階段を駆け下りきってエントランスから脱出すると、広大な土が剥き出しのグラウンドのような開けた場所につながった。後方を振り返ると怪物は追ってきていない。陽介が安心しかけた途端、前方を走っていた千枝が甲高く叫んだ。
「降ってきた。あいつら、上から降ってきた!!」
「はぁっ!?」
そんな最悪、あって欲しくない。陽介の願いは、しかしあっけなく打ち砕かれる。
怪物たちは霧に紛れて前方に扇状に広がって待ち伏せていた。まるで狡猾なハイエナが丸腰のか弱い獲物を集団で追い詰めるかのごとく。圧倒的不利な状況に、陽介は首に刃物を突きつけられたような鳥肌が立った。
先頭の1匹が爆発的な速度で3人に迫る。陽介をも凌ぐ巨体だというのに、重さのない風船を殴りつけたような勢いでゴムまりの化け物は滑空した。混乱で足が鈍った3人は避ける術を持たない。
「ヒッ────」
そうして涎の滴る大きな舌で、先頭を走っていた千枝の身体をベロリと舐めあげた。
「里中!」
陽介の呼び声もむなしく、彼女は崩れ落ちる。それは、「死」のイメージを想起させるために十分な、衝撃的な光景だ。彼女を助けなければ、という意志に反して、陽介の足は動かない。いきなり重石を括り付けられたように身体がすくむ。
怪物は何がおかしいのか──ケタケタと哄笑をあげた。ブクブクと泡を吹く姿の汚ならしさに陽介は後ずさる。
ゆらゆらと、ゴムまりはヨダレにまみれた生々しい肉の凹凸を持つ舌を陽介に向けた。丸いゴムまりの身体は仮面と舌だけで構成されているので、眼球はない。

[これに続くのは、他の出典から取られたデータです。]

Issue #1047, opened 2023-02-15
Whole bridge terminates upon Unknown endpoint jvb error


mykhailo-ua:
*This Issue tracker is only for reporting bugs and tracking code related issues.*

Before posting, please make sure you check community.jitsi.org to see if the same or similar bugs have already been discussed. General questions, installation help, and feature requests can also be posted to community.jitsi.org.

## Description
When a participant has network problems and his endpoint is expired on jvb, when he is back online and send any update (which happened while he was offline) then jicofo receives Unknown endpoint error from jvb and invalidate whole bridge and then re-invite all the participants.
---
## Current behavior
When participant's endpoint is expired on jvb and he is not kicked out from the conference by timeout then with sending any update (which happened while he was offline) jicofo would receive Unknown endpoint error from jvb and invalidate whole bridge and then re-invite all the participants.
---
## Expected Behavior
Only the invalid endpoint is removed from the bridge and participant re-invited.
---
## Possible Solution
To not invalidate the whole bridge but rather endpoint when processing [sendRequest iq](https://github.com/jitsi/jicofo/blob/0e041934124190cdb5a9950df4807d68a23e69d4/jicofo-selector/src/main/kotlin/org/jitsi/jicofo/bridge/colibri/Colibri2Session.kt#L290) for [updateParticipant](https://github.com/jitsi/jicofo/blob/0e041934124190cdb5a9950df4807d68a23e69d4/jicofo-selector/src/main/kotlin/org/jitsi/jicofo/bridge/colibri/Colibri2Session.kt#L142) and jvb triggers [Unknown endpoint error](https://github.com/jitsi/jitsi-videobridge/blob/master/jvb/src/main/kotlin/org/jitsi/videobridge/colibri2/Colibri2ConferenceHandler.kt#L199)
---
## Steps to reproduce
- start the conference from any device and use it to keep the meeting alive. (used mobile phone)
- join the same meeting with another participant from another device, but make sure that both microphone and camera are off when joining. (used laptop)
- Disconnect the wifi on the laptop for 80 seconds
- Before switching back wifi on laptop turn the microphone on.
- Check the JS console on laptop, it should contain a message about “focus disconnect reason=moving”
![Screenshot 2023-02-15 at 17 50 04](https://user-images.githubusercontent.com/104766779/219102663-d6acd514-dcea-4339-9903-8b41a284659e.png)
---
# Environment details
https://meet.jit.si/
---

bgrozev:
[...]

PR #1048, opened 2023-02-23
ref(colibri2 session participant re-invite): re-invite user on unknown endpoint error

mykhailo-ua:
Added functionality to re-invite participant when UNKNOWN_ENDPOINT Colibri2Error happened instead of recreating the whole bridge and re-invite all participants. It can happen when endpoint is expired on jvb but jicofo tries to send update about this endpoint and gets error back.
Added this change as part of https://github.com/jitsi/jicofo/issues/1047

### DIFF
--- a/jicofo-selector/src/main/kotlin/org/jitsi/jicofo/bridge/colibri/Colibri2Session.kt
+++ b/jicofo-selector/src/main/kotlin/org/jitsi/jicofo/bridge/colibri/Colibri2Session.kt
@@ -30,6 +30,7 @@ import org.jitsi.utils.logging2.Logger
 import org.jitsi.utils.logging2.createChildLogger
 import org.jitsi.xmpp.extensions.colibri.WebSocketPacketExtension
 import org.jitsi.xmpp.extensions.colibri2.Colibri2Endpoint
+import org.jitsi.xmpp.extensions.colibri2.Colibri2Error
 import org.jitsi.xmpp.extensions.colibri2.Colibri2Relay
 import org.jitsi.xmpp.extensions.colibri2.ConferenceModifiedIQ
 import org.jitsi.xmpp.extensions.colibri2.ConferenceModifyIQ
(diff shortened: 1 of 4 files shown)


bgrozev:
Hey @mykhailo-ua,

This looks good to me. I reverted some of the changes in JitsiMeetConferenceImpl, because if we use `updateParticipant = false` we will fail to send `source-remove` to the other participants in the conference. With my change, we will log "No ParticipantInfo for $participantId" from `ColibriV2SessionManager`, but I think that's OK.

Let me know what you think, and if you're able to run any additional tests with the current state of the two remaining PRs that would be useful.

bgrozev:
Jenkins add to whitelist

JonathanLennox (approved):

mykhailo-ua:
Hey guys, I tested the latest changes for jicofo and jvb (https://github.com/jitsi/jitsi-videobridge/pull/1999), which is working for us as well, but during re-inviting participant we have  logged the jicofo error `No ParticipantInfo for XXX` which we would like to avoid. 
There is no point sending update message/or logging error if we already know that jvb endpoint is not present [error_creation_link](https://github.com/jitsi/jicofo/blob/eab721e557520bf47c2362c6618831ec499bb33d/jicofo-selector/src/main/kotlin/org/jitsi/jicofo/bridge/colibri/ColibriV2SessionManager.kt#L531)
Tis error is generated as part of removing participant source [link](https://github.com/jitsi/jicofo/blob/master/jicofo/src/main/java/org/jitsi/jicofo/conference/JitsiMeetConferenceImpl.java#L1196) from re-inviting participants method [link](https://github.com/jitsi/jicofo/blob/master/jicofo/src/main/java/org/jitsi/jicofo/conference/JitsiMeetConferenceImpl.java#L1670) 
My original commit contains this change to eliminate logging the error (pic below), but probably there would be more elegant way how to do it. 
Screenshot 2023-03-23 at 17 39 36

bgrozev:
See my comment above: the original commit introduces a problem because `sendSourceRemove` is not called for the participant being re-invited. I thought the extra code and complexity just to avoid a log was too much, so I removed it, but feel free to re-introduce it in a way that avoids the other problem.

mykhailo-ua:
> 

Aha, sorry missed that comment regarding `sendSourceRemove`, but I think this is just the question of moving if statement to the right place (pic below). For us avoiding extra error logs means less error notifications which requires time for investigation, so I would add that part if you don't mind. Let me do it tomorrow and test if this is working fine. 
Screenshot 2023-03-23 at 18 25 43

bgrozev (approved):

bgrozev:
Thanks!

なのに品定めするような意図を感じて──ああ、喰われる。感情が恐怖で支配された陽介の頭には、いっそ冷静と言えるほど自分の結末を予測した。
だが、突如としてゴムまりは陽介に興味を無くす。そうして背後へと舌先を向けた。そこには、メガネをかけ呆然と倒れた千枝を見つめる悠がいた。瞬間、陽介はゴムまりの標的を悟る。ヤツは悠を狙っている。
好機とばかりに、ゴムまりは哄笑に身体を震わせた。おこりのように身体を震わせるのは、きっと移動のための予備動作だろう。次は悠が襲われる。そう予想がついたと同時に、陽介の中である記憶が甦った。
『────お世話になってる下宿先に小学生の娘さんがいて、その子が心配なんだ』
瞬間、陽介は飛び出していた。
「ウゥラァァアアアアアア────────ッッ!!」
「花村っ!?」
悠を狙うゴムまりに、渾身の体当たりを食らわせる。ドンッと鈍い音がした。
硬いゴムに全身をぶつけたかような鈍い痛みとともに、陽介は地面に吹き飛ばされ、「ガッ」と無様に砂にまみれる。起死回生の一撃は、狙い通りの効果があったらしい。ゴムまりは地面をバウンドして吹き飛び、悠から距離ができる。
「花村ッ! だいじょ──」
「くんじゃねぇ!! お前は里中連れて逃げろ!」
取り乱して駆け寄ろうとする悠を、声をあらげて陽介は制する。続けざまに、陽介の剣幕に狼狽えた悠に向かって声を張った。
「そんで、あのクマが逃げていった跡辿れ! アイツもコイツらに怯えて逃げたっつーことは、もしかすると安全なトコに逃げたのかもしれねー! アイツに聞きゃ、出口もわかっかもしんねーんだぞ!」
「そんなっ……そんなことしたら……花村が……!」
「ウダウダいってねーで、さっさと行けって!!!」
叱責する陽介に、それでも悠はためらった。行けとまっすぐに睨みつけると、メガネフレーム越しの悠の瞳と視線がかち合う。彼の表情に、陽介は威嚇のための牙を抜かれた気分になった。
鳴上悠という人間は、感情の起伏が少ない穏やかな人間だ。けれども今は、メガネのフレーム越しでも分かるほどに今は内側の情動を発露させている。まるで大波に飲まれる人間を目の当たりにするかのように、彼は顔をひきつらせていた。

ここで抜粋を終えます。